To solve this problem, we need to use the principle of conservation of momentum and the principle of conservation of kinetic energy, both of which apply to elastic collisions.
- Conservation of Momentum:
The total momentum before the collision is equal to the total momentum after the collision. Let \( m_1 = 2\, \text{kg} \) be the mass of the first body, and \( u \) be its initial velocity. The initial velocity of the second body \( m_2 \) is zero since it is at rest. \(m_1 \times u + m_2 \times 0 = m_1 \times v_1 + m_2 \times v_2\)
Given, \( v_1 = \frac{u}{4} \). Thus, \(2 \times u = 2 \times \frac{u}{4} + m_2 \times v_2\)
Simplifying gives: \(2u = \frac{u}{2} + m_2 \times v_2\)
\(4u - u = 2m_2 \times v_2\)
\(3u = 2m_2 \times v_2\) - Conservation of Kinetic Energy:
The total kinetic energy before collision is equal to the total kinetic energy after collision. \(\frac{1}{2} m_1 u^2 = \frac{1}{2} m_1 v_1^2 + \frac{1}{2} m_2 v_2^2\)
Substituting the values: \(\frac{1}{2} \times 2 \times u^2 = \frac{1}{2} \times 2 \times \left(\frac{u}{4}\right)^2 + \frac{1}{2} \times m_2 \times v_2^2\)
Simplifying gives: \(u^2 = \frac{u^2}{8} + \frac{m_2 \times v_2^2}{2}\)
Perform algebraic simplifications: \(8u^2 = u^2 + 4m_2 \times v_2^2\)
\(7u^2 = 4m_2 \times v_2^2\) - Solving the Equations:
From the equation of momentum: \(v_2 = \frac{3u}{2m_2}\)
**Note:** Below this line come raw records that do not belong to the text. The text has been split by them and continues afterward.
Issue #2394, opened 2014-11-05
Proposal: Use in-house mirroring for slow internet connections


johanneswuerbach:
Docker 1.3 made it fairly simple to use an in-house registry to pull public docker images: https://github.com/docker/docker/blob/master/docs/sources/articles/registry_mirror.md

Providing a `deisctl` command to use an in-house registry when your outbound internet connection is slow, would allow pre-seeding, faster new node boot times and decrease the overall deis download size as layer downloads like ubuntu-debootstrap are shared between nodes.

//cc @aledbf , @jperville

This would allow to remove all download timeout hacks like https://github.com/deis/deis/pull/2305 and the local building of slugrunner and -builder.

johanneswuerbach:
A fixed version of docker is now available in CoreOS stable and I created a PR #2981.

PR #2981, opened 2015-01-28
docs(*): Explain how to use a local Docker Hub mirror

johanneswuerbach:
Instructions how to use a local Docker Hub mirror

I would prefer to document adding another `docker.service.d` drop in instead of modifying a line, but couldn't find a way to append and not overwrite `DOCKER_OPTS` from another service file. Ideas?

Fixes https://github.com/deis/deis/issues/2394

//cc @aledbf are you already using on-premises mirroring?


aledbf:
@johanneswuerbach it makes no sense to me the use of mirroring. 
I have a dedicated private registry for production. The registry contains the only dependency of deis (ubuntu-debootstrap) and all the deis releases (I don't use the official versions from the docker) and all the "dev" application images.

johanneswuerbach:
@aledbf thanks for the reply. Mirroring is just removing the manual management part of deis releases and dependencies, but requires another registry as mirroring and standalone doesn't seem to work together.

aledbf:
@johanneswuerbach maybe the problem is https://github.com/docker/docker-registry/pull/908

johanneswuerbach:
Not really, because I want to mirror the public hub and the issue is about mirroring a private registry. It's more that mirroring requires to disable standalone mode, which you generally want for an internal registry.

For development I'm currently using two registries. One handles custom builds and one mirrors the Docker Hub to allow caching of containers between destroying and rebuilding my local Vagrant cluster. It would simplify things to merge those two, but I don't think this is possible.

bacongobbler:
Thanks for the article, but sadly we do not want to put this in the documentation. This is a very advanced article with a very specific use case, and the guide you linked to has most of the information on how to set it up, so I'd imagine that this would not have much benefit on its own.

That being said, if you want to write up a blog post on how you set up a mirror as well as how it interacts with your build process, we would happily post it on our blog! Our blog can be found at [deis/deis.io](/deis/deis.io). PRs welcome :)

Substitute this expression into the kinetic energy equation: \(7u^2 = 4m_2 \times \left(\frac{3u}{2m_2}\right)^2\)
\(7u^2 = \frac{36u^2}{4m_2}\)
Simplifying gives: \(7 = \frac{36}{4m_2}\)
\(28m_2 = 36\)
Thus, \( m_2 = \frac{36}{28} = 1.2857 \approx 1.2 \, \text{kg} \) (considering the options given).
Therefore, the mass of the second body is 1.2 kg.